Work instructions ▸ Transcribe all the entries that follow, leaving nothing out.
++++ Supplied entries ++++
PR #54, opened 2019-10-25
Added basic telemetry

digeff:
Added some basic telemetry.

For DAP because they tend to match with user actions, and they seem to be not a lot of quantity, we send the telemetry events individually.

For CDP we get a lot of operations, so we batch them all together.

/* Sample telemetry:
 *
{
  "cdp/Target.attachedToTarget": {
    "succesful": {
      "totalTime": 7,
      "maxTime": 4,
      "avgTime": 2.3333333333333335,
      "count": 3,
      "breakdown": {
        "time": "[1,2,4]",
        <more properties might appear here in the future>
      }
    },
    <if there are failures, we'll have a failed: section here>
  },
"cdp/Debugger.scriptParsed": {
    "succesful": {
      "totalTime": 8,
      "maxTime": 5,
      "avgTime": 4,
      "count": 2,
      "breakdown": {
        "time": "[5,3]"
      }
    }
  },
  <etc...>
 }
}
 */

This is just the first iteration. At the moment we send all the CDP operations batched telemetry when we disconnect.


src/telemetry/telemetryReporter.ts
```diff
@@ -0,0 +1,114 @@
...
+    this.reportWithElapsedTime(receivedTime, cdpEventName, extractErrorDetails(error), RequestOutcome.Failed);
+  }
+
+  reportSuccesfullyHandledEvent(cdpEventName: string, receivedTime: HighResolutionTime) {
+    this.reportWithElapsedTime(receivedTime, cdpEventName, {}, RequestOutcome.Succesful);
+  }
+
+  private reportWithElapsedTime(receivedTime: HighResolutionTime, cdpEventName: string, properties: TelemetryEntityProperties, outcome: RequestOutcome) {
+    // Floating point numbers use too much space and we don't need that much precision, we use integers to use less space when batching timings
+    const elapsedTime = Math.ceil(calculateElapsedTime(receivedTime));
```
EricCornelson: Slightly different from the elapsedTime from the DAP reporter? Should we just do the Math.ceil inside `calculateElapsedTime`?

src/telemetry/telemetryReporter.ts
```diff
@@ -0,0 +1,114 @@
...
+    this.reportWithElapsedTime(receivedTime, dapCommand, {}, RequestOutcome.Succesful);
+  }
+
+  private reportWithElapsedTime(receivedTime: [number, number], dapCommand: string, properties: TelemetryEntityProperties, outcome: RequestOutcome) {
+    const elapsedTime = calculateElapsedTime(receivedTime);
+    this._rawTelemetryReporter.report('dap/' + dapCommand, { ...properties, time: elapsedTime, succesful: outcome === RequestOutcome.Succesful });
+  }
+}
+
+export class CdpTelemetryReporter {
```
EricCornelson: This class seems almost identical to `DapRequestTelemetryReporter` except `reportWithElapsedTime` batches the events.

Can we consolidate the duplicated code between the two?

src/telemetry/telemetryReporter.ts
```diff
@@ -0,0 +1,114 @@
...
+export function isRawTelemetryReporter(unknownObject: unknown): unknownObject is RawTelemetryReporter {
+  return !!(unknownObject as RawTelemetryReporter).report;
+}
+
+export interface RawTelemetryReporter {
+  flush: EventEmitter<void>;
+  report(entityName: string, entityProperties: TelemetryEntityProperties);
+}
+
+export class NullRawTelemetryReporter implements RawTelemetryReporter {
```
EricCornelson: Looks like this isn't used anywhere?

src/telemetry/telemetryReporter.ts
```diff
@@ -0,0 +1,114 @@
...
+  private reportWithElapsedTime(receivedTime: HighResolutionTime, cdpEventName: string, properties: TelemetryEntityProperties, outcome: RequestOutcome) {
+    // Floating point numbers use too much space and we don't need that much precision, we use integers to use less space when batching timings
+    const elapsedTime = Math.ceil(calculateElapsedTime(receivedTime));
+
+    // CDP generates a lot of operations, so instead of reporting them one by one, we batch them all together
+    this._batcher.add(new UnbatchedOpReport('cdp/' + cdpEventName, { ...properties, time: elapsedTime, succesful: outcome === RequestOutcome.Succesful }));
+  }
+}
+
+export function isRawTelemetryReporter(unknownObject: unknown): unknownObject is RawTelemetryReporter {
```
EricCornelson: Used anywhere?

src/telemetry/telemetryReporter.ts
```diff
@@ -0,0 +1,114 @@
...
+  flush: EventEmitter<void>;
+  report(entityName: string, entityProperties: TelemetryEntityProperties);
+}
+
+export class NullRawTelemetryReporter implements RawTelemetryReporter {
+  public readonly flush = new EventEmitter<void>();
+  report(entityName: string, entityProperties: object) {}
+}
+
+export class RawTelemetryReporterToDap implements RawTelemetryReporter {
```
EricCornelson: Is the "ToDap" necessary? Do we send telemetry anywhere else?

src/telemetry/telemetryReporter.ts
digeff: Space is not an issue on the DAP reporter, so I'm inclined to only do it for CDP.

src/telemetry/telemetryReporter.ts
digeff: Deleted

src/telemetry/telemetryReporter.ts
digeff: Deleted

src/telemetry/telemetryReporter.ts
digeff: I think it makes it clearer what this class is doing. At the moment we don't send telemetry anywhere else.

src/telemetry/telemetryReporter.ts
digeff: Done

src/telemetry/telemetryReporter.ts
```diff
@@ -14,28 +14,53 @@ enum RequestOutcome {
...
 
-  reportErrorWhileHandlingDapMessage(dapCommand: string, receivedTime: HighResolutionTime, error: unknown) {
-    this.reportWithElapsedTime(receivedTime, dapCommand, extractErrorDetails(error), RequestOutcome.Failed);
+  reportError(dapCommand: string, receivedTime: HighResolutionTime, error: unknown) {
+    this.reportOutcome(receivedTime, dapCommand, extractErrorDetails(error), RequestOutcome.Failed);
   }
 
-  reportSuccesfullyHandledDapMessage(dapCommand: string, receivedTime: HighResolutionTime) {
-    this.reportWithElapsedTime(receivedTime, dapCommand, {}, RequestOutcome.Succesful);
+  reportSucces(dapCommand: string, receivedTime: HighResolutionTime) {
```
EricCornelson: Spelling, "success" :)

digeff: Fixed

src/telemetry/telemetryReporter.ts
```diff
@@ -0,0 +1,124 @@
...
+      data: JSON.stringify(entityProperties)
+    });
+  };
+}
+
+// Pattern: The pattern recognizes file paths and captures the file name and the colon at the end.
+// Next line is a sample path aligned with the regexp parts that recognize it/match it. () is for the capture group
+//                                C  :     \  foo      \  (in.js:)
+//                                C  :     \  foo\ble  \  (fi.ts:)
+const extractFileNamePattern = /[A-z]:(?:[\\/][^:]*)+[\\/]([^:]*:)/g;
```
roblourens: I think we need to do this for non-windows paths too.

src/utils/performance.ts
```diff
@@ -0,0 +1,13 @@
+// Copyright (c) Microsoft Corporation.
+// Licensed under the MIT license.
+
+export type HighResolutionTime = [number, number];
+
+export function calculateElapsedTime(startProcessingTime: HighResolutionTime): number {
```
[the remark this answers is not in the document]
digeff: Handling nanoseconds is overkill. We did that before.

For CDP because it's a lot of information, we are going to drop the nanoseconds.
For DAP because it's not that much information, and it's already there, we are leaving it as-is.

src/telemetry/telemetryReporter.ts
digeff: Good catch. Fixed

src/targets/browser/browserLauncher.ts
```diff
@@ -44,7 +45,7 @@ export class BrowserLauncher implements Launcher {
     this._disposables = [];
   }
 
-  async _launchBrowser({ runtimeExecutable: executable, runtimeArgs, timeout, userDataDir, env, cwd }: IChromeLaunchConfiguration): Promise<CdpConnection> {
+  async _launchBrowser({ runtimeExecutable: executable, runtimeArgs, timeout, userDataDir, env, cwd }: IChromeLaunchConfiguration, rawTelemetryReporter: RawTelemetryReporter): Promise<CdpConnection> {
```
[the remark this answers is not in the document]
digeff: Sadly we don't have the Dap.Api object where we call the constructor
++++
Answer section ▸
PR #54, opened 2019-10-25
Added basic telemetry

digeff:
Added some basic telemetry.

For DAP because they tend to match with user actions, and they seem to be not a lot of quantity, we send the telemetry events individually.

For CDP we get a lot of operations, so we batch them all together.

/* Sample telemetry:
 *
{
  "cdp/Target.attachedToTarget": {
    "succesful": {
      "totalTime": 7,
      "maxTime": 4,
      "avgTime": 2.3333333333333335,
      "count": 3,
      "breakdown": {
        "time": "[1,2,4]",
        <more properties might appear here in the future>
      }
    },
    <if there are failures, we'll have a failed: section here>
  },
"cdp/Debugger.scriptParsed": {
    "succesful": {
      "totalTime": 8,
      "maxTime": 5,
      "avgTime": 4,
      "count": 2,
      "breakdown": {
        "time": "[5,3]"
      }
    }
  },
  <etc...>
 }
}
 */

This is just the first iteration. At the moment we send all the CDP operations batched telemetry when we disconnect.


src/telemetry/telemetryReporter.ts
```diff
@@ -0,0 +1,114 @@
...
+    this.reportWithElapsedTime(receivedTime, cdpEventName, extractErrorDetails(error), RequestOutcome.Failed);
+  }
+
+  reportSuccesfullyHandledEvent(cdpEventName: string, receivedTime: HighResolutionTime) {
+    this.reportWithElapsedTime(receivedTime, cdpEventName, {}, RequestOutcome.Succesful);
+  }
+
+  private reportWithElapsedTime(receivedTime: HighResolutionTime, cdpEventName: string, properties: TelemetryEntityProperties, outcome: RequestOutcome) {
+    // Floating point numbers use too much space and we don't need that much precision, we use integers to use less space when batching timings
+    const elapsedTime = Math.ceil(calculateElapsedTime(receivedTime));
```
EricCornelson: Slightly different from the elapsedTime from the DAP reporter? Should we just do the Math.ceil inside `calculateElapsedTime`?

src/telemetry/telemetryReporter.ts
```diff
@@ -0,0 +1,114 @@
...
+    this.reportWithElapsedTime(receivedTime, dapCommand, {}, RequestOutcome.Succesful);
+  }
+
+  private reportWithElapsedTime(receivedTime: [number, number], dapCommand: string, properties: TelemetryEntityProperties, outcome: RequestOutcome) {
+    const elapsedTime = calculateElapsedTime(receivedTime);
+    this._rawTelemetryReporter.report('dap/' + dapCommand, { ...properties, time: elapsedTime, succesful: outcome === RequestOutcome.Succesful });
+  }
+}
+
+export class CdpTelemetryReporter {
```
EricCornelson: This class seems almost identical to `DapRequestTelemetryReporter` except `reportWithElapsedTime` batches the events.

Can we consolidate the duplicated code between the two?

src/telemetry/telemetryReporter.ts
```diff
@@ -0,0 +1,114 @@
...
+export function isRawTelemetryReporter(unknownObject: unknown): unknownObject is RawTelemetryReporter {
+  return !!(unknownObject as RawTelemetryReporter).report;
+}
+
+export interface RawTelemetryReporter {
+  flush: EventEmitter<void>;
+  report(entityName: string, entityProperties: TelemetryEntityProperties);
+}
+
+export class NullRawTelemetryReporter implements RawTelemetryReporter {
```
EricCornelson: Looks like this isn't used anywhere?

src/telemetry/telemetryReporter.ts
```diff
@@ -0,0 +1,114 @@
...
+  private reportWithElapsedTime(receivedTime: HighResolutionTime, cdpEventName: string, properties: TelemetryEntityProperties, outcome: RequestOutcome) {
+    // Floating point numbers use too much space and we don't need that much precision, we use integers to use less space when batching timings
+    const elapsedTime = Math.ceil(calculateElapsedTime(receivedTime));
+
+    // CDP generates a lot of operations, so instead of reporting them one by one, we batch them all together
+    this._batcher.add(new UnbatchedOpReport('cdp/' + cdpEventName, { ...properties, time: elapsedTime, succesful: outcome === RequestOutcome.Succesful }));
+  }
+}
+
+export function isRawTelemetryReporter(unknownObject: unknown): unknownObject is RawTelemetryReporter {
```
EricCornelson: Used anywhere?

src/telemetry/telemetryReporter.ts
```diff
@@ -0,0 +1,114 @@
...
+  flush: EventEmitter<void>;
+  report(entityName: string, entityProperties: TelemetryEntityProperties);
+}
+
+export class NullRawTelemetryReporter implements RawTelemetryReporter {
+  public readonly flush = new EventEmitter<void>();
+  report(entityName: string, entityProperties: object) {}
+}
+
+export class RawTelemetryReporterToDap implements RawTelemetryReporter {
```
EricCornelson: Is the "ToDap" necessary? Do we send telemetry anywhere else?

src/telemetry/telemetryReporter.ts
digeff: Space is not an issue on the DAP reporter, so I'm inclined to only do it for CDP.

src/telemetry/telemetryReporter.ts
digeff: Deleted

src/telemetry/telemetryReporter.ts
digeff: Deleted

src/telemetry/telemetryReporter.ts
digeff: I think it makes it clearer what this class is doing. At the moment we don't send telemetry anywhere else.

src/telemetry/telemetryReporter.ts
digeff: Done

src/telemetry/telemetryReporter.ts
```diff
@@ -14,28 +14,53 @@ enum RequestOutcome {
...
 
-  reportErrorWhileHandlingDapMessage(dapCommand: string, receivedTime: HighResolutionTime, error: unknown) {
-    this.reportWithElapsedTime(receivedTime, dapCommand, extractErrorDetails(error), RequestOutcome.Failed);
+  reportError(dapCommand: string, receivedTime: HighResolutionTime, error: unknown) {
+    this.reportOutcome(receivedTime, dapCommand, extractErrorDetails(error), RequestOutcome.Failed);
   }
 
-  reportSuccesfullyHandledDapMessage(dapCommand: string, receivedTime: HighResolutionTime) {
-    this.reportWithElapsedTime(receivedTime, dapCommand, {}, RequestOutcome.Succesful);
+  reportSucces(dapCommand: string, receivedTime: HighResolutionTime) {
```
EricCornelson: Spelling, "success" :)

digeff: Fixed

src/telemetry/telemetryReporter.ts
```diff
@@ -0,0 +1,124 @@
...
+      data: JSON.stringify(entityProperties)
+    });
+  };
+}
+
+// Pattern: The pattern recognizes file paths and captures the file name and the colon at the end.
+// Next line is a sample path aligned with the regexp parts that recognize it/match it. () is for the capture group
+//                                C  :     \  foo      \  (in.js:)
+//                                C  :     \  foo\ble  \  (fi.ts:)
+const extractFileNamePattern = /[A-z]:(?:[\\/][^:]*)+[\\/]([^:]*:)/g;
```
roblourens: I think we need to do this for non-windows paths too.

src/utils/performance.ts
```diff
@@ -0,0 +1,13 @@
+// Copyright (c) Microsoft Corporation.
+// Licensed under the MIT license.
+
+export type HighResolutionTime = [number, number];
+
+export function calculateElapsedTime(startProcessingTime: HighResolutionTime): number {
```
[the remark this answers is not in the document]
digeff: Handling nanoseconds is overkill. We did that before.

For CDP because it's a lot of information, we are going to drop the nanoseconds.
For DAP because it's not that much information, and it's already there, we are leaving it as-is.

src/telemetry/telemetryReporter.ts
digeff: Good catch. Fixed

src/targets/browser/browserLauncher.ts
```diff
@@ -44,7 +45,7 @@ export class BrowserLauncher implements Launcher {
     this._disposables = [];
   }
 
-  async _launchBrowser({ runtimeExecutable: executable, runtimeArgs, timeout, userDataDir, env, cwd }: IChromeLaunchConfiguration): Promise<CdpConnection> {
+  async _launchBrowser({ runtimeExecutable: executable, runtimeArgs, timeout, userDataDir, env, cwd }: IChromeLaunchConfiguration, rawTelemetryReporter: RawTelemetryReporter): Promise<CdpConnection> {
```
[the remark this answers is not in the document]
digeff: Sadly we don't have the Dap.Api object where we call the constructor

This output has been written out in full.